Courts overhaul planned to help juries baffled by judges

A fascinating piece in The Times this morning by Frances Gibb…

Two thirds of jurors do not understand what judges tell them about the law when they retire to consider their verdicts, according to a ground-breaking study into the secrets of the jury room. The findings will trigger an overhaul of the courts.

The investigation found that jurors frequently used the internet to read about trials on which they were sitting, risking miscarriages of justice. In 2008, juries in three Crown Court trials had to be discharged because they used the internet inappropriately.

The study, to be published today by the Ministry of Justice, found that:

• all-white juries do not discriminate against black defendants;

• juries convict more often than they acquit in rape cases;

• men sitting on juries are less likely than women to listen to arguments and change their minds;

• conviction rates in Crown Courts varied from 53 per cent to 69 per cent.

Read more….

Lord Judge, the Lord Chief Justice, did point out some time ago that he had concerns about the fact that many younger people who would serve on juries in the future were used to learning and receiving information through computers and the internet rather than listening and that the Courts, barristers and judges may well have to adapt to take account of that fact.

OUT-LAW had an interesting piece in their online magazine yesterday: MPs, Lords question human rights compatibility of Digital Economy

“The Government must provide more detail on exactly how alleged copyright infringers will be cut off from the internet before a file-sharing disconnection law is passed, according to a parliamentary committee.
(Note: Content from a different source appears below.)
PR #679, opened 2026-08-05
feat(swap): add @arkade-os/swap — maker-side Arkade Intents swaps

pietro909:
Adds `@arkade-os/swap`: the maker-side Arkade Intents swap implementation, extracted out of `arkade-os/wallet` so integrations other than the wallet app can consume it.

The Joint Committee on Human Rights has said that the Government must make the Digital Economy Bill more detailed to allow Parliament to scrutinise it properly. It said it could not rule on whether the proposed law was compatible with human rights law until those details were provided.

The Government claims that the controversial Bill complies with the European Convention on Human Rights and the Human Rights Act. The Committee has said that not only will Parliament need more detail before the Committee can decide on that issue, but that the Government must better demonstrate that even the notification system it proposes in relation to alleged infringers is a proportionate response…..

People often forget that lawyers do a great deal of work for free…. from the biggest City law firms to smaller practices and individual barristers.  The Times has a useful piece on How to . . . make pro bono work for you

UPDATE: This from the  comment section is worth following up!


I have had a little swipe at this and certain other related topical matters. Having been on a murder jury myself, I’d advise His Ludship and MiniJust to steer clear.